I love South Carolina, but there's too many people and too many nuclear plants. 
I wouldn't want to live in any city. Anywhere.in particular D.C., Chicago, Baltimore, los Angeles, New York, Philly, Boston, Atlanta, Miami, Detroit, any state capitol. Not near the ocean, not near san Andreas fault line, New Madrid fault line. If it wasn't for the over population and nuclear plants, I'd really like it where I'm at.


----------



## Auntie (Oct 4, 2014)

Right where I am. The place is almost where I want it. We are not close to any large city, the closest river would have to travel miles, and I am surrounded by good people.


----------



## stowlin (Apr 25, 2016)

Oakland, CA
Its about 25 miles from me as the birds fly and to close at that. When I got a birth on this side of the Bay I was so elated.


----------



## Chipper (Dec 22, 2012)

Anyplace south of I-90 across the upper Midwest. South of the WI border or the IA and MN border line. Any city with more then 50000 in that area. You know why.


----------



## Slippy (Nov 14, 2013)

Too many places to list where I would NOT live...But generally speaking I plan on making Slippy Lodge my Alamo. 

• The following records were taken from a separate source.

Issue #822, opened 2021-01-09
Enabling code scanning for Jamulus source code


corrados:
Github supports code scanning since a while now:

https://docs.github.com/en/free-pro-team@latest/github/finding-security-vulnerabilities-and-errors-in-your-code/enabling-code-scanning-for-a-repository (see also this https://github.blog/2020-09-30-code-scanning-is-now-available/ and this https://github.com/corrados/jamulus/issues/593).

We should make use of that in the Jamulus project.

corrados:
@ann0see Is this something you could take care of?

ann0see:
It sounds interesting, but I would prefer to focus um the installer, maybe automatic building for windows and Mac and potentially a bit more iOS support first. So I think it would be better if someone else had a look at this.

corrados:
No hurry with that feature :-)

pljones:
OK, it looks like there's no Qt support.  The scanner tries to run a build -- the built in auto-build fails to identify the project as using Qt/qmake/Jamulus.pro and running qmake directly fails.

Having said that I spent some time in the upper Idaho panhandle near Coeur d'Alene and I could settle there very easy...


----------



## Operator6 (Oct 29, 2015)

I wouldn't live up north because of the cold and all
the Yankees.


----------



## Auntie (Oct 4, 2014)

Ooops I misread the title. I would not live within 40 miles of a major city, next to a major river, within 30 miles of the ocean on or near any fault line, or in the desert.


----------



## Slippy (Nov 14, 2013)

Operator6 said:


> I wouldn't live up north because of the cold and all
> the Yankees.


(PSSST Op6, the war of northern aggression is over...):vs_wave:


----------



## RedLion (Sep 23, 2015)

essdub said:


> I love South Carolina, but there's too many people and too many nuclear plants.
> I wouldn't want to live in any city. Anywhere.in particular D.C., Chicago, Baltimore, los Angeles, New York, Philly, Boston, Atlanta, Miami, Detroit, any state capitol. Not near the ocean, not near san Andreas fault line, New Madrid fault line. If it wasn't for the over population and nuclear plants, I'd really like it where I'm at.


Pretty good answer as to areas to avoid. I saw a paper not too long ago in which they provided a map of the U.S. and danger/safety by area. It was quite apparent that MN was perhaps the safest overall place in the nation when it came to being away from natural threats of all types while still having a relatively low overall population. The entire state has about 4.5 million people in it where many cities elsewhere have that or larger population. Also an excellent state for natural resources. While the cold is a concern, if you are prepared and hardy, it is easy enough to cope with.


----------



## admin (Apr 28, 2016)

Slippy said:


> (PSSST Op6, the war of northern aggression is over...):vs_wave:


Wait. WUT???

It is? :vs_shocked:


----------



## preponadime (Jun 15, 2016)

Any where in California reason should be obvious .
I'm with you Auntie we live 100 mile from a large city and 22 mile from the nearest town pop 201 but I do have a volcano 50 miles away guess you can't have everything


----------



## essdub (Feb 13, 2016)

Slippy said:


> (PSSST Op6, the war of northern aggression is over...):vs_wave:


No. It ain't ever really over. 
We still have that very rebellious nature


----------



## Slippy (Nov 14, 2013)

Seriously, I'm a Southern Man who has travelled extensively in the Continental USA, 47 states to be exact. I'm a States Rights Man you can bet you ass.

I know great men and women in each of those States that I have visited. And I know douchebags in each of them too.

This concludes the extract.